The loose rock was really beginning to take its toll, so I was happy to get to the snow. I broke out my crampons for the first time in July, although I didn't need them for long as the exit gully to the right soon came. This was also the first time to climb in shorts with crampons, so I had to make sure I didn't sideswipe my leg! I entered it at the high side where there was a nice ramp that avoided the looser rocks and I took off my crampons. This gully is very short, the crux of which is a wet, loose class 3 step in which all handholds should be tested. This brought me to a notch that intersects the south ridge at 12750'.
From here, I headed left and pretty much stayed on the ridge crest which had some harder class 3 climbing that was fairly exposed in spots. The rock was lichen covered and wet, so I took my time. I crested a false summit and dropped off the ridge to avoid some exposed blocks, and finally topped out at 8:20am.
It took me quite a bit longer than expected and I wasn't feeling real strong today, so I decided to bail on the traverse as a 6.5 hr drive home awaited.

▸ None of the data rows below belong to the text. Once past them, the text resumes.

PR #568, opened 2018-07-18
Fix EZP-29433. Unauthorized exception user has no permission to read the parent location

crevillo:
…the parent location

| Question      | Answer
| ------------- | ---
| Tickets       | https://jira.ez.no/browse/EZP-29433
| Bug fix?      | yes
| New feature?  | no
| BC breaks?    | no
| Tests pass?   | yes
| Doc needed?   | no

When the situation explained in the ticket, the user has read permissions limited to '/1/2/' and '/1/43/' 

When viewing the location 2 in the admin, it tries to render the tabs with the info about related urls. The tab related code is trying to load the parent Location at some point and hence the error. 

This is not only a problem with the root node. if you have a role with content / read and limitations `/1/2/100/200` `/1/2/100/300`, you will have the same error if trying to view the location 200 or 300 in the admin interface. 

So, i suggest to hardcode the parent_name to something in case you can't read the parent location. the only use of this var later is to indicate you that you will be creating an url alias under `{{ parent_name }}`

Take this as a proof of concept. Maybe we can move that test to a constant and make it translatable too...

ping @andrerom @alongosz 

#### Checklist:
- [x] Ready for Code Review

### DIFF
--- a/src/bundle/Resources/views/content/tab/url/modal_add_custom_url.html.twig
+++ b/src/bundle/Resources/views/content/tab/url/modal_add_custom_url.html.twig
@@ -28,7 +28,13 @@
                 <span class="ez-modal--custom-url-alias__label">{{ 'tab.urls.add.site_root'|trans|desc('Place alias at the site root') }}</span>
                 {{ form_widget(form.site_root) }}
                 <div class="ez-modal--custom-url-alias__info-text">{{ 'tab.urls.add.site_root.helper.checked'|trans|desc('Checked will create the alias at the site root.') }}</div>
-                <div class="ez-modal--custom-url-alias__info-text">{{ 'tab.urls.add.site_root.helper.unchecked'|trans({'%parent_name%': parent_name})|desc('Unchecked will create the new alias under %parent_name%') }}</div>
+                <div class="ez-modal--custom-url-alias__info-text">
+                    {% if parent_name is not null %}
+                        {{ 'tab.urls.add.site_root.helper.unchecked'|trans({'%parent_name%': parent_name})|desc('Unchecked will create the new alias under %parent_name%') }}
+                    {% else %}
+                        {{ 'tab.urls.add.site_root.helper.no_parent_name'|trans|desc('Unchecked will create the new alias under the parent of this location') }}
+                    {% endif %}
+                </div>
             </div>
             <div class="modal-footer justify-content-center">
                 <button type="button" class="btn btn-dark" data-dismiss="modal">
--- a/src/lib/Tab/LocationView/UrlsTab.php
+++ b/src/lib/Tab/LocationView/UrlsTab.php
@@ -8,6 +8,7 @@ declare(strict_types=1);
 
 namespace EzSystems\EzPlatformAdminUi\Tab\LocationView;
 
+use eZ\Publish\API\Repository\Exceptions\UnauthorizedException;
 use eZ\Publish\API\Repository\LocationService;
 use eZ\Publish\API\Repository\URLAliasService;
 use eZ\Publish\API\Repository\Values\Content\Location;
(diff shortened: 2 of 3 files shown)


andrerom:
Nice one! So either then something like this, or load it using sudo() then.

@webhdx / @mikadamczyk who should review this?

crevillo:
Sudo can be an option too, yes.
If you prefer it i can add it.

lserwatka:
@crevillo could you rebase with 1.2 branch? We can shipp it with 2.2.2.

crevillo:
@lserwatka ok, should i edit the pr to have it based on that branch too?

crevillo:
Anyway, and while this can fix the issue, i'm wondering. 
The editors group have the member role and the editor role assigned
Member Role is the one adding the subtreelimitations `/1/2/` `/1/43/`
But Editor role adds no limitation at all... Shouldn't this other rule have "priority"? i mean, if in one role i give full read permissions, why i have limitations coming from the other?

ping @andrerom

lserwatka:
Yes, I meant target branch for PR to be set to 1.2 brach na rebased

crevillo:
done.

src/lib/Tab/LocationView/UrlsTab.php
```diff
@@ -130,21 +131,26 @@ public function renderView(array $parameters): string
...
             'system_urls_pager' => $systemUrlPagerfanta,
             'system_urls_pagination_params' => $systemUrlsPaginationParams,
             'can_edit_custom_url' => $canEditCustomUrl,
         ];
 
+        try {
+            $parentLocation = $this->locationService->loadLocation($location->parentLocationId);
+            $viewParameters['parent_name'] = $parentLocation->contentInfo->name;
+        } catch (UnauthorizedException $exception) {
+            $viewParameters['parent_name'] = 'the parent of this location';
```
mikadamczyk: 'the parent of this location' should be translatable. We can set `$viewParameters['parent_name'] = null` and in `src/bundle/Resources/views/content/tab/url/modal_add_custom_url.html.twig:31`, if parent_name is null, we can display proper message.

crevillo:
@mikadamczyk done that, can you explain which is the process to add that literal to a xliff file?

crevillo:
@mikadamczyk done, thanks. I squashed everything in one commit too.

ViniTou:
@crevillo 
I strongly believe that the intention was to have one full string when we don't have access to parent location. So it should be like
`tabs.urls.add.site_root.helper.default_parent_name = Unchecked will create the new alias under the parent of this location`

crevillo:
i'll change that asap.

crevillo:
@ViniTou @mikadamczyk is that if better?

src/bundle/Resources/views/content/tab/url/modal_add_custom_url.html.twig
```diff
@@ -28,7 +28,11 @@
                 <span class="ez-modal--custom-url-alias__label">{{ 'tab.urls.add.site_root'|trans|desc('Place alias at the site root') }}</span>
                 {{ form_widget(form.site_root) }}
                 <div class="ez-modal--custom-url-alias__info-text">{{ 'tab.urls.add.site_root.helper.checked'|trans|desc('Checked will create the alias at the site root.') }}</div>
-                <div class="ez-modal--custom-url-alias__info-text">{{ 'tab.urls.add.site_root.helper.unchecked'|trans({'%parent_name%': parent_name})|desc('Unchecked will create the new alias under %parent_name%') }}</div>
+                {% if parent_name is not null %}
+                    <div class="ez-modal--custom-url-alias__info-text">{{ 'tab.urls.add.site_root.helper.unchecked'|trans({'%parent_name%': parent_name})|desc('Unchecked will create the new alias under %parent_name%') }}</div>
```
mikadamczyk: Would you change it?
```php
<div class="ez-modal--custom-url-alias__info-text">
  {% if parent_name is not null %}
    {{ 'tab.urls.add.site_root.helper.unchecked'|trans({'%parent_name%': parent_name})|desc('Unchecked will create the new alias under %parent_name%') }}
  {% else %}
    {{ 'tab.urls.add.site_root.helper.no_parent_name'|trans|desc('Unchecked will create the new alias under the parent of this location') }}
  {% endif %}
</div>

``` 
It is no reason to duplicate `<div>`

crevillo:
changed to avoid the duplication of the div @mikadamczyk @ViniTou

mikadamczyk:
Thank you @crevillo :+1:

PR #570, opened 2018-07-20
EZP-29430: Missing pagination in Notification pop-up

tischsoic:
| Question      | Answer
| ------------- | ---
| Tickets       | https://jira.ez.no/browse/EZP-29430
| Bug fix?      | no
| New feature?  | yes
| BC breaks?    | no
| Tests pass?   | ?
| Doc needed?   | no

This PR introduces pagination to notifications' modal. Everything else should work as it was working previously.

screen shot 2018-07-20 at 12 35 20

#### Checklist:
- [ ] Ready for Code Review


src/bundle/Resources/public/js/scripts/admin.notifications.modal.js
```diff
@@ -1,89 +1,171 @@
...
     const INTERVAL = 30000;
-    const token = document.querySelector('meta[name="CSRF-Token"]').content;
+    const token = doc.querySelector('meta[name="CSRF-Token"]').content;
     const modal = doc.querySelector('.n-notifications-modal');
-    const markAsRead = (notification) => {
-        const requestOptions = {
+    const handleResponseError = eZ.helpers.notification.showErrorNotification;
+    const handleRequestResponseJson = eZ.helpers.request.handleRequestResponseJson;
+    const handleRequestResponseText = eZ.helpers.request.handleRequestResponseText;
+    const onNotificationMarkedAsRead = (notification, response) => {
```
sunpietro: `markAsRead` is easier to read

src/bundle/Resources/public/js/scripts/admin.notifications.modal.js
```diff
@@ -1,89 +1,171 @@
...
 
-        fetch(modal.querySelector(SELECTOR_TABLE).dataset.notificationsCount, requestOptions)
-            .then(response => response.json())
-            .then(data => setPendingNotificationCount(data));
+        fetch(request)
+            .then(handleRequestResponseJson)
+            .then(setPendingNotificationCount)
+            .catch(handleResponseError);
+    };
+    const updateUserAvatar = (notificationsInfo) => {
```
sunpietro: It doesn't update avatar.

src/bundle/Resources/public/js/scripts/admin.notifications.modal.js
```diff
@@ -1,89 +1,171 @@
...
+
+        if (notificationsTotal !== notificationsTotalOld) {
+            notificationsTable.dataset.notificationsTotal = notificationsTotal;
+
+            refreshNotificationsPage();
+        }
     };
-    const getNotificationsList = () => {
-        const requestOptions = {
+    const setNotificationPage = (pageHtml) => {
```
sunpietro: I think the function name is misleading. Should be like `showNotificationPage`

src/bundle/Resources/public/js/scripts/admin.notifications.modal.js
```diff
@@ -1,89 +1,171 @@
...
+        const modalResults = modal.querySelector(SELECTOR_MODAL_RESULTS);
+
+        modalResults.innerHTML = pageHtml;
+        toggleLoading(true);
+    };
+    const toggleSpinner = (force) => {
```
sunpietro: What if `force` is undefined?

src/bundle/Resources/public/js/scripts/helpers/request.helper.js
```diff
@@ -0,0 +1,58 @@
...
+    };
+
+    /**
+     * Handles request JSON response
+     *
+     * @function handleRequestResponseJson
+     * @param {Response} response
+     * @returns {Error|Promise}
+     */
+    const handleRequestResponseJson = (response) => {
```
sunpietro: `getJsonFromResponse`

src/bundle/Resources/public/js/scripts/helpers/request.helper.js
```diff
@@ -0,0 +1,58 @@
...
+    };
+
+    /**
+     * Handles request text response
+     *
+     * @function handleRequestResponseText
+     * @param {Response} response
+     * @returns {Error|Promise}
+     */
+    const handleRequestResponseText = (response) => {
```
sunpietro: `getTextFromResponse`

src/bundle/Resources/public/js/scripts/helpers/request.helper.js
```diff
@@ -0,0 +1,58 @@
...
+    };
+
+    /**
+     * Handles request response; returns status if response is OK
+     *
+     * @function handleRequestResponseStatus
+     * @param {Response} response
+     * @returns {Error|Promise}
+     */
+    const handleRequestResponseStatus = (response) => {
```
sunpietro: `getStatusFromResponse`

src/bundle/Resources/public/js/scripts/helpers/request.helper.js
```diff
@@ -0,0 +1,58 @@
...
+    const eZ = (global.eZ = global.eZ || {});
+
+    /**
+     * Handles request error
+     *
+     * @function handleRequestError
+     * @param {Response} response
+     * @returns {Error|Promise}
+     */
+    const handleRequestError = (response) => {
```
sunpietro: `handleRequest` because it handles request. If there's an error then it throws an error, otherwise it returns a response.

src/bundle/Resources/public/scss/_notifications-modal.scss
```diff
@@ -112,4 +112,23 @@
...
         }
     }
+
+    $spinner-size: 2rem;
+    &__spinner {
+        width: $spinner-size;
+        height: $spinner-size;
+        position: absolute;
+        bottom: calc(50% + #{$spinner-size/2});
+        left: calc(50% - #{$spinner-size/2});
```
sunpietro: Please use `transform` CSS property with `translate()` functions instead doing such calculations. It applies both to `bottom` and `left`

src/bundle/Resources/views/notifications/notifications_modal.html.twig
```diff
@@ -24,24 +24,16 @@
...
-                        <th>{{ 'notification.type'|trans|desc('Type') }}</th>
-                        <th>{{ 'notification.description'|trans|desc('Description') }}</th>
-                        <th>{{ 'notification.date'|trans|desc('Date') }}</th>
-                    </tr>
-                    </thead>
-                    <tbody class="n-table__body">
-                    {{ render(controller('EzPlatformAdminUiBundle:Notification:renderNotifications', {
-                        'limit': 5,
-                        'offset': 0,
+                <div class="n-notifications-modal__spinner n-notifications-modal__spinner--invisible">
```
sunpietro: This is not `n-something` ... It should be `c-something` where `c` means component. Please, update all the HTML code for notifications.

src/bundle/Resources/public/js/scripts/admin.notifications.modal.js
tischsoic: This undefined value would be passed to `toggle` function and it should be OK.
Do you want me to change it? Better solution does not come to my mind.

src/bundle/Resources/public/js/scripts/helpers/request.helper.js
tischsoic: What do you think about `handleResponseError`?

src/bundle/Resources/public/js/scripts/admin.notifications.modal.js
sunpietro: Isn't `undefined` treated as `false`?

src/bundle/Resources/public/js/scripts/helpers/request.helper.js
sunpietro: No because it does 2 things. Handling the error case is one of them. It just handles a response from request.

src/bundle/Resources/public/js/scripts/admin.notifications.modal.js
tischsoic: I checked it and undefined is treated as if there was no 2 argument in `toggle`. 
Nevertheless, I noticed that in `toggleLoading` there is:
```js
toggleResults(!force);
```
which results in `true` if `force` is undefined, I will modify `toggleLoading`.

src/bundle/Resources/public/js/scripts/admin.notifications.modal.js
```diff
@@ -1,89 +1,171 @@
...
+        toggleLoading(false);
+        fetch(request)
+            .then(handleRequestResponseText)
+            .then(setNotificationPage)
+            .catch(handleResponseError);
     };
-    const setPendingNotificationCount = (notificationsInfo) => {
-        const methodName = notificationsInfo.pending ? 'add' : 'remove';
-        const userAvatar = doc.querySelector('.ez-user-menu__avatar-wrapper');
+    const refreshNotificationsPage = () => {
```
dew326: I don't see any reason to have this wrapper function. This is called once and you could call `fetchNotificationPage(currentPageLink);` directly.

src/bundle/Resources/public/js/scripts/admin.notifications.modal.js
```diff
@@ -1,89 +1,171 @@
...
+            return;
+        }
 
-        if (notificationsCount !== notificationsInfo.total) {
-            notificationsCount = notificationsInfo.total;
+        const notificationsPageLink = target.href;
 
-            getNotificationsList();
-        }
+        event.preventDefault();
```
dew326: please use `preventDefault` always on the top of the method.

src/bundle/Resources/views/notifications/notifications_modal.html.twig
dew326: It was `n` as this was the `notifications-bundle`, now this should be `ez-notifications`.
Hard to tell if it's a BC break. I mean technically it is but I think we don't have a strong BC policy on templates.

src/bundle/Resources/public/js/scripts/admin.notifications.modal.js
tischsoic: But before I check `if (!isPaginationBtn)` I shoud not handle this. So should I put it over: `const notificationsPageLink = target.href;`?

src/bundle/Resources/public/js/scripts/admin.notifications.modal.js
```diff
@@ -1,89 +1,171 @@
...
+
+        if (!notification) {
+            return;
+        }
+
+        handleNotificationClick(notification);
     };
-    const getNotificationsStatus = () => {
-        const requestOptions = {
+    const updateNotificationsStatus = () => {
```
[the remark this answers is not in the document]
tischsoic: I always take into consideration what other functions this function is calling and it is calling `setPendingNotificationCount` which updates pending notifications status and updates the notifications' table if needed.
Do you think it is wrong approach?

src/bundle/Resources/public/js/scripts/admin.notifications.modal.js
```diff
@@ -1,89 +1,171 @@
...
+        const spinner = modal.querySelector(SELECTOR_MODAL_SPINNER);
+
+        spinner.classList.toggle(CLASS_MODAL_SPINNER_INVISIBLE, force);
+    };
+    const toggleResults = (force) => {
+        const results = modal.querySelector(SELECTOR_MODAL_RESULTS);
+
+        results.classList.toggle(CLASS_MODAL_RESULTS_INVISIBLE, force);
+    };
+    const toggleLoading = (force) => {
```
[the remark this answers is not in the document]
tischsoic: Good idea!

src/bundle/Resources/public/js/scripts/admin.notifications.modal.js
dew326: Now I see it better. 
The check `if (!isPaginationBtn)` should not be in this method. The `handleModalResultsClick` should work as a dispatcher, here should be checked what was clicked and called the proper function. Not calling everything and inside the method check if it's correct one.

src/bundle/Resources/public/js/scripts/admin.notifications.modal.js
tischsoic: @dew326 I have chosen `force` because in MDN in `toggle` definition there is `force`: https://developer.mozilla.org/en-US/docs/Web/API/Element/classList

dew326: Yes but when you calling method `toggleSpinner` it is more natural to do `show/hide` not to `force`

src/bundle/Resources/public/js/scripts/admin.notifications.modal.js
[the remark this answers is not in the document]
dew326: For me the flow is more like:
`get notifications status` then `set notifications count`
not like:
`update notifications status` then `set notifications count`

any opinion @sunpietro ?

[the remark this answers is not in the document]
sunpietro: I agree with @dew326

tischsoic:
Ping @webhdx @dew326 
Code improvements has been made according to comments.

tischsoic:
Ping @Nattfarinn 
Can you check changes on behalf of @webhdx , who is absent today, please? :)

src/bundle/Resources/public/js/scripts/admin.notifications.modal.js
```diff
@@ -1,89 +1,164 @@
...
+    };
+    const fetchNotificationPage = (link) => {
+        if (!link) {
+            return;
+        }
+
+        const request = new Request(link, {
+            method: 'GET',
             headers: {
-                'X-CSRF-Token': token
```
dew326: We don't have to send `CSRF token` for notification page but we have to fo notification count?

src/bundle/Resources/public/scss/_notifications-modal.scss
```diff
@@ -112,4 +116,29 @@
...
+        width: 2rem;
+        height: 2rem;
+        position: absolute;
+        bottom: 50%;
+        left: 50%;
+        transform: translate(-50%, -50%);
+        display: none;
+
+        .ez-icon {
+            width: 2rem;
```
dew326: I think 2 rem is default value for `ez-icon`, do we need this rule?

lserwatka:
@dew326 @Nattfarinn are you OK with changes here?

I was the first to sign the register in 2007 and first since Forrest Thorniley signed it in 6/06. This summit is seldom visited, but it is a spectacular climb. The views over to Hesperus and Lavender were quite impressive.
After a call to my wife giving her and ETA to pick me up, I setoff back down the south ridge at 9:15. The rock was a little drier now and the descent was easier than expected back to the notch. I stayed to skiers right of the ridge proper going down, as it was easier terrain. I made decent progress back down to the main couloir and strapped on my crampons again for the short 200' stretch of snow. The battle with talus resumed again and I was really getting annoyed, but you can't expect a free ticket in the San Juans. I overshot the road a little, but regained it after a final slip-n-slide down a steep talus field. The stroll back down the road was relaxing, culminating in some great views of the cascades of Boren Creek.
I made it down to the road at 12:16, just 1 minute after my ETA! There's no gimmies in the La Platas, and I felt fortunant to tag these in one trip.